RECORD SET.
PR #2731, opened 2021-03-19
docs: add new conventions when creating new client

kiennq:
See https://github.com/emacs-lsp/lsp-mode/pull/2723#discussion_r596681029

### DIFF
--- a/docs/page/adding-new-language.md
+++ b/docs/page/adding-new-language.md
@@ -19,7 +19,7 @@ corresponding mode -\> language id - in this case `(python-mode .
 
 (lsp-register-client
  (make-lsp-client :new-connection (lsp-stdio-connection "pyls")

---

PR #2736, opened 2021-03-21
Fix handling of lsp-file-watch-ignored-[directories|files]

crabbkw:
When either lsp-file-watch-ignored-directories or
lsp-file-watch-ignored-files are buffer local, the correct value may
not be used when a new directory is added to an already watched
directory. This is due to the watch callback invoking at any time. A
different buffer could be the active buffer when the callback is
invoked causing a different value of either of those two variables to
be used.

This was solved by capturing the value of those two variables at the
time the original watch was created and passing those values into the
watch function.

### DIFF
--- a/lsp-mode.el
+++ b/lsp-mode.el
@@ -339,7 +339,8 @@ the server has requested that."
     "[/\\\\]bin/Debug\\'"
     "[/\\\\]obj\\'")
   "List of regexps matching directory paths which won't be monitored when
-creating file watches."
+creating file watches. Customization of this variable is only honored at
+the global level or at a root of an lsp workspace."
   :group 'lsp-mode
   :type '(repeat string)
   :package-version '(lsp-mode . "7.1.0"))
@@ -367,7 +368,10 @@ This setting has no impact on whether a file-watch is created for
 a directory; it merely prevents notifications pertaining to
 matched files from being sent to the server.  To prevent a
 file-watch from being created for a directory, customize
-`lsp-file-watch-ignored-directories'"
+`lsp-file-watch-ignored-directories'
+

---

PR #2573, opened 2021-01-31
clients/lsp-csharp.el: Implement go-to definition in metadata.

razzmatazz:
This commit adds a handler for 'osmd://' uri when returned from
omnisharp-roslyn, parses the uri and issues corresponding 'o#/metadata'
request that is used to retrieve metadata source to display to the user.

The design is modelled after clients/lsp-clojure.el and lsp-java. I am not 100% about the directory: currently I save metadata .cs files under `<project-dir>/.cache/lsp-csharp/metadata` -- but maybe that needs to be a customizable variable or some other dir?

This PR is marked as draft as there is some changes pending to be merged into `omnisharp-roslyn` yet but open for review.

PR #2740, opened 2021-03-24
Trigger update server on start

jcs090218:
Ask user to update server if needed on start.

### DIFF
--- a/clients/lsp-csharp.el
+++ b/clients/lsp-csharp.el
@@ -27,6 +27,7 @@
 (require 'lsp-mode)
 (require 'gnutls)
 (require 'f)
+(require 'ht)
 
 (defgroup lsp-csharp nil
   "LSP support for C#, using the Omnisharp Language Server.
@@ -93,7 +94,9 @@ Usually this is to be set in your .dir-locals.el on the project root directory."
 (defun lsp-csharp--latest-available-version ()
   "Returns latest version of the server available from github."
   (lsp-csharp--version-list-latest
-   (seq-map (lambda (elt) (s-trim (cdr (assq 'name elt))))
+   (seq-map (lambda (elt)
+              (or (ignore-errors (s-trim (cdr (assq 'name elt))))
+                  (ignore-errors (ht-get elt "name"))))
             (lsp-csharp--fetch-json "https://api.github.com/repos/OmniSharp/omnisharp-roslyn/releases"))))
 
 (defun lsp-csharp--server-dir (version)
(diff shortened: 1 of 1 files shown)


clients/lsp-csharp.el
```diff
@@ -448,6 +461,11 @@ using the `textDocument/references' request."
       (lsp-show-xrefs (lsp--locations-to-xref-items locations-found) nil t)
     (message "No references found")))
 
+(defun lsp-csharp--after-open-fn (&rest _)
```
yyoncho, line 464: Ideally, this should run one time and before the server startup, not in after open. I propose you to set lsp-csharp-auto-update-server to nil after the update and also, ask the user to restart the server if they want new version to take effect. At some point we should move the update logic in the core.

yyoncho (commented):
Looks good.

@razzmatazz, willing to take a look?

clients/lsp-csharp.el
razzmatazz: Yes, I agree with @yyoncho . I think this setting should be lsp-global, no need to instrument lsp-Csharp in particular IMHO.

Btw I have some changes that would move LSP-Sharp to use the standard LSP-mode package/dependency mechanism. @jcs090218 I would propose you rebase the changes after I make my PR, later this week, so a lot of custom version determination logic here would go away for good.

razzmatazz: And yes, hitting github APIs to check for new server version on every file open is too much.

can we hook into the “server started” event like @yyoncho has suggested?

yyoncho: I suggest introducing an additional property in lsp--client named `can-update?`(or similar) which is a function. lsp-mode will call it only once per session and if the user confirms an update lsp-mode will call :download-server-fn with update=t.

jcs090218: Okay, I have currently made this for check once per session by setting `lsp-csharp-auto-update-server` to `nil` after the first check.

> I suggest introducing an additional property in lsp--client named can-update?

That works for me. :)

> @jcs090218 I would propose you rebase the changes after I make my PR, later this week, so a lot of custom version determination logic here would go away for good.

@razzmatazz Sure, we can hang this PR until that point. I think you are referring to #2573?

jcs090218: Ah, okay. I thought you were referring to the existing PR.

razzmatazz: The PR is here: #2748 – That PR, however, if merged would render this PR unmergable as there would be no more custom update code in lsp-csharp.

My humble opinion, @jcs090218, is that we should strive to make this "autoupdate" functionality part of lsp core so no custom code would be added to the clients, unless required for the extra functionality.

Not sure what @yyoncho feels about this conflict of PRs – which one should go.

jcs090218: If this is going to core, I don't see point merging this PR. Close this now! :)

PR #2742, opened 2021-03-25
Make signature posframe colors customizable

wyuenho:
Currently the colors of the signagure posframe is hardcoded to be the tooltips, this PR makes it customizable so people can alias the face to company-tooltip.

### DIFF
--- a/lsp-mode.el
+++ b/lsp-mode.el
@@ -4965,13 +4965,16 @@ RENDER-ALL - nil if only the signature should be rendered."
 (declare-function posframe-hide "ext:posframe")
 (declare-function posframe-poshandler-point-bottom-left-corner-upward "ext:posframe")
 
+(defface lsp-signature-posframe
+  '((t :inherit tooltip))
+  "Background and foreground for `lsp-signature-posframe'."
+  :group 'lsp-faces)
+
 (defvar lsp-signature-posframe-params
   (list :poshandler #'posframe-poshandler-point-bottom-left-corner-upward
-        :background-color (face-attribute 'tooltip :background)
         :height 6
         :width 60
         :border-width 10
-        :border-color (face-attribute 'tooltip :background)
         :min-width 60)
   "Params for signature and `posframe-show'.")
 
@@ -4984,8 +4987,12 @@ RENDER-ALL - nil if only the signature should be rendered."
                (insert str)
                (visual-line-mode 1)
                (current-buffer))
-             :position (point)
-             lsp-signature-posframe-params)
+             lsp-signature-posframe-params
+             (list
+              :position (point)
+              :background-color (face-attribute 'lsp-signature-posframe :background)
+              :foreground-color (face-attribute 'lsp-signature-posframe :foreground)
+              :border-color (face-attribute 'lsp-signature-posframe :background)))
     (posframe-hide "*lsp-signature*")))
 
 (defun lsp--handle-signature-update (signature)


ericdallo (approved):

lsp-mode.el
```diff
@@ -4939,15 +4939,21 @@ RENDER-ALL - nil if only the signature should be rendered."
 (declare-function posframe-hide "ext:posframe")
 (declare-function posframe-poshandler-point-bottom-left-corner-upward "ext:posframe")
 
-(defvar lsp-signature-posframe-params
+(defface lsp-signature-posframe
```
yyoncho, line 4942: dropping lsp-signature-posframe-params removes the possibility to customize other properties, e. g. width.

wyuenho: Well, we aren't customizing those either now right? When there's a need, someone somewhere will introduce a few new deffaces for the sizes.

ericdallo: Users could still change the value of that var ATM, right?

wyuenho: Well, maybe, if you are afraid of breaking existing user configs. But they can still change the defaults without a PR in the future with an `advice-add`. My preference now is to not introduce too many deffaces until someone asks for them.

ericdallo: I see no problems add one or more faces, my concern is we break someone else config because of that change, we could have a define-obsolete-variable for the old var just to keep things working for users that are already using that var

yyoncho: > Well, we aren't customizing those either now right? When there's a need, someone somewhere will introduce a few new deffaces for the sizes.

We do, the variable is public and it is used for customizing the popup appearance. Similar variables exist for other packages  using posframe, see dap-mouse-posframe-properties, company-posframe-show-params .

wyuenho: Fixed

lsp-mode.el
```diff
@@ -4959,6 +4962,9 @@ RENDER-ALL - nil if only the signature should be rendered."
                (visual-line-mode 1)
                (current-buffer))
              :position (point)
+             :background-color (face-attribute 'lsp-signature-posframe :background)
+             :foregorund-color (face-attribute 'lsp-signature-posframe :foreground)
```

PROBLEM STATEMENT.
Transcribe the records above from the line holding "PR #2731, opened 2021-03-19" down to the line holding "(make-lsp-client :new-connection (lsp-stdio-connection", inclusive, without adding anything.

WRITTEN RESPONSE.
PR #2731, opened 2021-03-19
docs: add new conventions when creating new client

kiennq:
See https://github.com/emacs-lsp/lsp-mode/pull/2723#discussion_r596681029

### DIFF
--- a/docs/page/adding-new-language.md
+++ b/docs/page/adding-new-language.md
@@ -19,7 +19,7 @@ corresponding mode -\> language id - in this case `(python-mode .
 
 (lsp-register-client
  (make-lsp-client :new-connection (lsp-stdio-connection "pyls")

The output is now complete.